*** Opening Exercise materials ***

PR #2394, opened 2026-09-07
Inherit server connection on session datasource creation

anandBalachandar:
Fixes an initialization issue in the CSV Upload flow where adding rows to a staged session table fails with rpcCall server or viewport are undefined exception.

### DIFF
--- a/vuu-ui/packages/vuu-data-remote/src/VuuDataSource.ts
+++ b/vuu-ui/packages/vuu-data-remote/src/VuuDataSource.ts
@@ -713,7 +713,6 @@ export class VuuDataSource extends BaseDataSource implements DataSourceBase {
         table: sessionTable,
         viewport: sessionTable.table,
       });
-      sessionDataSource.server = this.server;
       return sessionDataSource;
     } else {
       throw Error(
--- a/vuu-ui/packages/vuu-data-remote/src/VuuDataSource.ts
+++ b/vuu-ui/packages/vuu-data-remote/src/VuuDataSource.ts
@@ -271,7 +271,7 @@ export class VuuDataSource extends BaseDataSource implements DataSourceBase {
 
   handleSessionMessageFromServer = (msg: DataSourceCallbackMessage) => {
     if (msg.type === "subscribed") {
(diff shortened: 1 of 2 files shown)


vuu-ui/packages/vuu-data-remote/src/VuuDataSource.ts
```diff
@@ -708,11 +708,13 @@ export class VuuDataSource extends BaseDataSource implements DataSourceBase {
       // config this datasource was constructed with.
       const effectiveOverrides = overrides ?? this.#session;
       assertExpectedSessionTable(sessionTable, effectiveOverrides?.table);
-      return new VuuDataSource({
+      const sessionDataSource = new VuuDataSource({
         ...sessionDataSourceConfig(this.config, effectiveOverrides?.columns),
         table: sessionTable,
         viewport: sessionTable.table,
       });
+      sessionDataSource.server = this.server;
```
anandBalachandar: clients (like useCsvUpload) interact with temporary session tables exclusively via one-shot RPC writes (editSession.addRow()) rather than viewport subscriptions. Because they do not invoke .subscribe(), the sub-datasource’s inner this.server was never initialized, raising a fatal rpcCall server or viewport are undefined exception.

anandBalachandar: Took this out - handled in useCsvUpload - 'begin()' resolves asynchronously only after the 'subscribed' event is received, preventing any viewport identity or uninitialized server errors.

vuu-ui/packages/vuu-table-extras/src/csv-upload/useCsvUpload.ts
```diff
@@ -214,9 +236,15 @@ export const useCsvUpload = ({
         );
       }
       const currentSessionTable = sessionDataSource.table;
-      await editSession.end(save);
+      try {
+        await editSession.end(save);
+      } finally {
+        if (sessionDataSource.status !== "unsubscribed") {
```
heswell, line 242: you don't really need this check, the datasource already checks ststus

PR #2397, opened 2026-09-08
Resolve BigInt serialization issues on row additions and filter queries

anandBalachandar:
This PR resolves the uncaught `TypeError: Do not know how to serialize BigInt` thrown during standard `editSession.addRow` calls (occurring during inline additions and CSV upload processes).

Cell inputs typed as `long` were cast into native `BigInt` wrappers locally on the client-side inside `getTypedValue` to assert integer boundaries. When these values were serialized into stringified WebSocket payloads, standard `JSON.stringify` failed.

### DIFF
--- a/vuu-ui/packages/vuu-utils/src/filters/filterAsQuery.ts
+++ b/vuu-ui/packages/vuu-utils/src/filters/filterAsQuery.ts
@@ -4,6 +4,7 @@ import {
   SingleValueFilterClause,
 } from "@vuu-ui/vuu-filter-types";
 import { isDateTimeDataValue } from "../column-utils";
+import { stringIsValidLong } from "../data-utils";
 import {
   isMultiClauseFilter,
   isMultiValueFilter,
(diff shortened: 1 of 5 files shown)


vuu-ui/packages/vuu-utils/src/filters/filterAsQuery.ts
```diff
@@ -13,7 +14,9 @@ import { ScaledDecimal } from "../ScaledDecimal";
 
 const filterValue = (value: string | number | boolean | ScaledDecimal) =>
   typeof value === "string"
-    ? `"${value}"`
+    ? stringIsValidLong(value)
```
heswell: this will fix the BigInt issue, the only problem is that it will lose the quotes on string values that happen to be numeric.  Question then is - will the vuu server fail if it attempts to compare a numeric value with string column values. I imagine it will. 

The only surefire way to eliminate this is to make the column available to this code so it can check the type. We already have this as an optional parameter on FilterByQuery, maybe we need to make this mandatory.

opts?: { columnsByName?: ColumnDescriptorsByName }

*** Closing Exercise materials ***
*** Opening Exercise materials ***

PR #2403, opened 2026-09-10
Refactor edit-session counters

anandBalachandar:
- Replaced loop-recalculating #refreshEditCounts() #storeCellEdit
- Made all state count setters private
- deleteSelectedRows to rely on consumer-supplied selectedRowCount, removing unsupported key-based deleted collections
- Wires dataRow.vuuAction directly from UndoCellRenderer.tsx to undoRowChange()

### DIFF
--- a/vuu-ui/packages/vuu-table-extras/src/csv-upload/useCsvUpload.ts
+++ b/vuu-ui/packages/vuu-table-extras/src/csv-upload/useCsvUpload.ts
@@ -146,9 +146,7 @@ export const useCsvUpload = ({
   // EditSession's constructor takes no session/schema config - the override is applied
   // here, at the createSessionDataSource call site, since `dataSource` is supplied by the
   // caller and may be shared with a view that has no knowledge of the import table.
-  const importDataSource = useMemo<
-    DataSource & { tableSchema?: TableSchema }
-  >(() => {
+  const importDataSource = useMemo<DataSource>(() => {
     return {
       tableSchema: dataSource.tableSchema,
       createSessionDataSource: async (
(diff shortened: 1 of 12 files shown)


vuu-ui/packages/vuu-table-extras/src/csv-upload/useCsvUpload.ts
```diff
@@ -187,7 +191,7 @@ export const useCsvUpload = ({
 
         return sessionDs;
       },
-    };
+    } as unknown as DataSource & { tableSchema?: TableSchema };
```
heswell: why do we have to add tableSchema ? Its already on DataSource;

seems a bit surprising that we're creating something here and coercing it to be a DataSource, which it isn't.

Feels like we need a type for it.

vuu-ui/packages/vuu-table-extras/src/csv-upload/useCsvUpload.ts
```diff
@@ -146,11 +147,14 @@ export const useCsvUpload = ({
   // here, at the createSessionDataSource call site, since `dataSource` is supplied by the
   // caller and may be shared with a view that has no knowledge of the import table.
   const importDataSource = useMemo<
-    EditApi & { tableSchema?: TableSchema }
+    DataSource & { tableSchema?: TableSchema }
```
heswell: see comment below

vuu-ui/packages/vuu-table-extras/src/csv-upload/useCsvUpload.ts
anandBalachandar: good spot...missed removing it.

*** Closing Exercise materials ***

Exercise objective.
Copy each line of the listing in which the word "viewport" can be found.

Answer area.
Fixes an initialization issue in the CSV Upload flow where adding rows to a staged session table fails with rpcCall server or viewport are undefined exception.
         viewport: sessionTable.table,
         viewport: sessionTable.table,
anandBalachandar: clients (like useCsvUpload) interact with temporary session tables exclusively via one-shot RPC writes (editSession.addRow()) rather than viewport subscriptions. Because they do not invoke .subscribe(), the sub-datasource’s inner this.server was never initialized, raising a fatal rpcCall server or viewport are undefined exception.
anandBalachandar: Took this out - handled in useCsvUpload - 'begin()' resolves asynchronously only after the 'subscribed' event is received, preventing any viewport identity or uninitialized server errors.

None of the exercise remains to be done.